ABOUT THIS EXERCISE
Pick out each line of the records in which the word "shown" appears.

Items listed in a dataset
>>>

PR #891, opened 2019-03-23
Write preprocessed content to file before testing with rustdoc

### LINKED ISSUE #855: Expected `include` to be processed before `mdbook test`
## What happened:

I'm experimenting with extracting code examples from TRPL into their own files for a variety of reasons. However, I'd like to retain the `mdbook test` functionality.

[I extracted an example that compiles and currently passes `mdbook test` into its own file in this commit](https://github.com/rust-lang/book/commit/99817d9078f1669cfcbbe51e40bb4d163923d35c).

I then ran `mdbook test`, and got this error (`mdbook --version` = v0.1.7):

```
failures:

---- /var/folders/qc/0ry2bjtd7wd9q8r1c7wylplr0000gn/T/mdbookmFaM3A/ch03-01-variables-and-mutability.md - _::Variables_and_Mutability (line 74) stdout ----
error: expected `[`, found `include`
 --> /var/folders/qc/0ry2bjtd7wd9q8r1c7wylplr0000gn/T/mdbookmFaM3A/ch03-01-variables-and-mutability.md:75:4
  |
3 | {{#include ../examples/ch03-01-variables-and-mutability/unnumbered-02/src/main.rs }}
  |    ^^^^^^^ expected `[`

thread '/var/folders/qc/0ry2bjtd7wd9q8r1c7wylplr0000gn/T/mdbookmFaM3A/ch03-01-variables-and-mutability.md - _::Variables_and_Mutability (line 74)' panicked at 'couldn't compile the test', librustdoc/test.rs:332:13
```

I just tried with mdbook 0.2.2 and got the same result. I'm using Rust 1.31.0.

## What I expected to happen:

I expected the `#include` preprocessing to happen before running doctests so that `mdbook test` would have the same behavior as it did before I extracted the file. It looks like that's not happening because rustdoc is trying to compile `{{#include`.

carols10cents:
Rather than writing the unpreprocessed content to the file for rustdoc to test with.

Fixes #855.

I was trying to figure out whether the current behavior was intentional or not, and if I might be breaking anything with this change, but I think the fix I have here is what was intended-- my first hint was [this comment](https://github.com/rust-lang-nursery/mdBook/blob/c068703028d19fb6c5a4690e904ae6f2bd74292f/src/book/mod.rs#L248) that described what I had hoped was happening but that wasn't what was actually happening.

As of [this commit](https://github.com/rust-lang-nursery/mdBook/commit/ddf31dcc086ffc45defebfd30aa0de8b318f7348), it seems like the behavior I was hoping for was happening and was intended ("now `mdbook test` does full link expansion to temp file prior to running" in the commit message), but [this line got lost in refactoring](https://github.com/rust-lang-nursery/mdBook/commit/cad76a9f6c#diff-dbfdf1ed62f03d8bae38d1b1177880c9L226) and [the preprocessors were being run](https://github.com/rust-lang-nursery/mdBook/commit/cad76a9f6c#diff-dbfdf1ed62f03d8bae38d1b1177880c9R222) but [this line](https://github.com/rust-lang-nursery/mdBook/commit/cad76a9f6c#diff-dbfdf1ed62f03d8bae38d1b1177880c9R229) read the unprocessed file from disk again and gave that content to rustdoc :(

If this fails CI I will fix it tomorrow ❤️

### DIFF
--- a/src/book/mod.rs
+++ b/src/book/mod.rs
@@ -242,13 +242,12 @@ impl MDBook {
             if let BookItem::Chapter(ref ch) = *item {
                 if !ch.path.as_os_str().is_empty() {
                     let path = self.source_dir().join(&ch.path);
-                    let content = utils::fs::file_to_string(&path)?;
                     info!("Testing file: {:?}", path);
 
                     // write preprocessed file to tempdir
                     let path = temp_dir.path().join(&ch.path);
                     let mut tmpf = utils::fs::create_file(&path)?;
-                    tmpf.write_all(content.as_bytes())?;
+                    tmpf.write_all(ch.content.as_bytes())?;
 
                     let output = Command::new("rustdoc")
                         .arg(&path)
--- a/tests/dummy_book/mod.rs
+++ b/tests/dummy_book/mod.rs
@@ -58,8 +58,11 @@ impl DummyBook {
         })?;
 
         let sub_pattern = if self.passing_test { "true" } else { "false" };
-        let file_containing_test = temp.path().join("src/first/nested.md");
-        replace_pattern_in_file(&file_containing_test, "$TEST_STATUS", sub_pattern)?;
+        let files_containing_tests = ["src/first/nested.md", "src/first/nested-test.rs"];
+        for file in &files_containing_tests {
+            let path_containing_tests = temp.path().join(file);
+            replace_pattern_in_file(&path_containing_tests, "$TEST_STATUS", sub_pattern)?;
+        }
 
         Ok(temp)
     }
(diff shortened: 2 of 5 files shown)


carols10cents:
Wooo ok it passed! I was second guessing myself about the tests after submitting this, so in case anyone has the same thoughts I did: it would appear that the `mdbook_can_correctly_test_a_passing_book` would pass even if `nested-test.rs` wasn't included, but it fails without the included code change because rustdoc can't parse `{{#include...` as Rust code.

The `mdbook_detects_book_with_failing_tests` would be better if it tested that there were 2 failures rather than just that the tests failed, but I'm not sure how to do that.

ehuss:
Thanks!  Sorry I lost track of this.

PR #892, opened 2019-03-23
Fix deprecation warnings for trim left/right matches

carols10cents:
There's still a deprecation warning for `Error::source` that [comes from error-chain](https://github.com/rust-lang-nursery/error-chain/pull/255), but this fixes warnings originating in mdBook's code, at least.


Dylan-DPC:
Thanks

PR #894, opened 2019-03-28
Use only relative font sizes

### LINKED ISSUE #203: Don't use "px" as font size unit
Displays have different resolutions, so it is not recommended using _px_ as font-size unit. It is better to use _em_ or _%_.
i looked at the new book version of [Rust Book](http://rust-lang.github.io/book/) and I could find one font-size declaration using _px_:

```CSS
.menu-title {
  display: inline-block;
  font-weight: 200;
  font-size: 20px;
  //...
}
```
Maybe this was made on purpose, maybe not. I'm not really the web-dev guy. :)

zbrox:
This replaces the only use of `px` for `font-size` by setting up a base
`rem` size on the root element in a way that is easy to calculate (`1 rem =
10px`) and scaling up according to browser settings.

It should address #203 

I have generated the book example with the changes and without and they seem to render exactly the same.

Fixes #203


weihanglo:
@zbrox Thanks!

@Dylan-DPC I've tested TRPL and it looks just the same. Shall we test more books?

Dylan-DPC:
@weihanglo nah. This should be fine.

PR #901, opened 2019-04-25
Refactor hbs renderer

sytsereitsma:
Some work  in issue #458, mainly cleaned up the render_item method of HtmlHandlebars
Added some unit tests for the parts that could be easily tested.

Note that these are the first lines of rust I've ever written, so any suggestions for improvement are welcome.


ehuss:
I'm going to close this as it is quite old. Substantial rework of the HTML renderer was done in https://github.com/rust-lang/mdBook/pull/2844. Thanks for the PR, though!

Issue #902, opened 2019-04-28
Library depends on `same-file`


FreeMasen:
Currently even the library associated with this project will require that it is compiled on either unix-like or windows target because of a transitive dependency. `same-file` is a dependency of `walkdir` which has 2 architecture dependent implementations of it's functionality. While the direct dependency on `walkdir` is in the `dev-dependencies` section, which would avoid any issues for users of the mdbook library, it happens to be a dependency of `handlebars` as well. The `handlebars` crate has a feature gate to remove this depenency (`no_dir_source`) which would remove this problem.  

According to the unit tests adopting this feature shouldn't break anything.

Dylan-DPC:
Fixed by PR linked (#903). Thanks

PR #903, opened 2019-04-28
remove walkdir from lib via handlebars

FreeMasen:
To address #902 

This would allow users of the library to compile on unknown architectures.


Dylan-DPC:
Thanks

PR #920, opened 2019-05-13
new "Book" theme (second attempt)

s3bk:
the same as #889, but this time it _should_ not mess up the fonts.
@Dylan-DPC, @ehuss can you confirm this?


Dylan-DPC:
leaving this to @ehuss

s3bk:
@ehuss wrote:
> This PR has broken formatting for all of the themes. All fonts have changed to Source Serif Pro. This also makes the font story more difficult by adding more fonts.

> I can't really tell what the intention was, but I don't think the included book.css is a good idea. It should probably use variables like all other themes.

The Intention was to make it easier to modify the book theme, by keeping in its own CSS file. That way no rules from the other styles *should* leak over, nor the other way around. For some reason last time, I didn't commit the code that disables the CSS file unless the Book theme is selected.

s3bk:
uhh. I think I forgot how to git. This PR makes no sense to me on github.

Dylan-DPC:
Uggh i think you were on the right track.

PR #912, opened 2019-05-06
Automatic deploy to gh-pages and gh release

lzutao:
You need to set up [GitHub person access token](https://github.com/settings/tokens)
image
then save it in [Travis settings](https://travis-ci.org/m4b/goblin/settings) under the name `GITHUB_OAUTH_TOKEN`.

The old key should be revoked or reused if needed.

Demo is at:
* https://github.com/lzutao/mdBook/releases/tag/v0.2.4
* https://lzutao.github.io/mdBook/

r? @Dylan-DPC 

Closes #904 .

PR #923, opened 2019-05-15
Fix automatic deploy.

ehuss:
This should fix deploying release artifacts and gh-pages for the documentation.
Secrets should now be configured in the UI for travis and appveyor.

This also removes some of the appveyor jobs, since they aren't really
necessary, and there are limited jobs on rust-lang-libs.

### DIFF
--- a/.travis.yml
+++ b/.travis.yml
@@ -51,18 +51,26 @@ script:
     fi
 
 before_deploy:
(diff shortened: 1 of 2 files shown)


lzutao:
cc #912 , but I think I will close that one in favor of this one.

PR #933, opened 2019-05-24
Transition to 2018 edition

lzutao:
We were unaware that mdBook isn't in 2018 edition before.

### DIFF
--- a/src/lib.rs
+++ b/src/lib.rs
@@ -121,10 +121,10 @@ pub mod utils;
 /// compatibility checks.
 pub const MDBOOK_VERSION: &str = env!("CARGO_PKG_VERSION");
 
-pub use book::BookItem;
-pub use book::MDBook;
-pub use config::Config;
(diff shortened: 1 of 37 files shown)


src/lib.rs
```diff
@@ -85,24 +85,14 @@
...
 #[macro_use]
 extern crate lazy_static;
 #[macro_use]
 extern crate log;
-extern crate memchr;
-extern crate pulldown_cmark;
-extern crate regex;
-extern crate serde;
 #[macro_use]
 extern crate serde_derive;
```
Dylan-DPC: you can use macro imports and get rid of extern crates for these as well

lzutao: Thanks. But I think we should land it as is. Because we already transit
new edition. Also because I don't want to deal with missing macro importing
somewhere while trying to get rid of those `extern crate`.

Dylan-DPC: cool no issues

PR #936, opened 2019-05-25
Exclude unnecessary items from package

lzutao:
r? @Dylan-DPC

### DIFF
--- a/Cargo.toml
+++ b/Cargo.toml
@@ -8,16 +8,13 @@ authors = [
 ]
 documentation = "http://rust-lang-nursery.github.io/mdBook/index.html"
 edition = "2018"
-exclude = [
-    "/book-example/*",
-    "/ci/*",
-    "/examples/*",
-    "/tests/*",
-    "/.travis.yml",
-    "/appveyor.yml",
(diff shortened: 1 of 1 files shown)


ehuss:
Is there a reason to change this?  It only saves about 3% of the package size.  It can be helpful to have these extra files (for example, crater can run tests against it).

lzutao:
The only reason I thought is that dependencies of mdbook don't need those 
exluded files.

I don't know that crater depend on tests of package. I thought crater cloned
those package and tested crates. If this is right, I think rust team should state
that somewhere, and this PR will not need to be opened.

lzutao:
Ping again. I talk a bit with infra team (pietro) and they think that
the crater stuff could be ignored.

ehuss:
It's still not clear to me why this needs to change.  It only saves a few % of the package size.  What benefit does it have?

Dylan-DPC:
@lzutao any updates on this

lzutao:
I think I don't have strong opinions on this. Also @ehuss didn't want this. 
In this case, I would close this.

PR #1153, opened 2020-02-29
Bring back draft chapters

azerupi:
According to discussion in PR #1109 I have implemented the "draft chapters" by making the path an option. While it works, it feels a lot dirtier with all the `if let`.

Maybe this version can be improved to remove some of this 'hack' feeling?
I will leave both PRs open so that they can be compared and I leave it to your appreciation which version you want to go with :slightly_smiling_face:

### DIFF
--- a/src/book/book.rs
+++ b/src/book/book.rs
@@ -39,17 +39,19 @@ fn create_missing(src_dir: &Path, summary: &Summary) -> Result<()> {
         let next = items.pop().expect("already checked");
 
         if let SummaryItem::Link(ref link) = *next {
-            let filename = src_dir.join(&link.location);
-            if !filename.exists() {
-                if let Some(parent) = filename.parent() {
-                    if !parent.exists() {
-                        fs::create_dir_all(parent)?;
+            if let Some(ref location) = link.location {
+                let filename = src_dir.join(location);
+                if !filename.exists() {
+                    if let Some(parent) = filename.parent() {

<<<

TASK RESULT
(diff shortened: 2 of 5 files shown)
(diff shortened: 1 of 2 files shown)
(diff shortened: 1 of 37 files shown)
(diff shortened: 1 of 1 files shown)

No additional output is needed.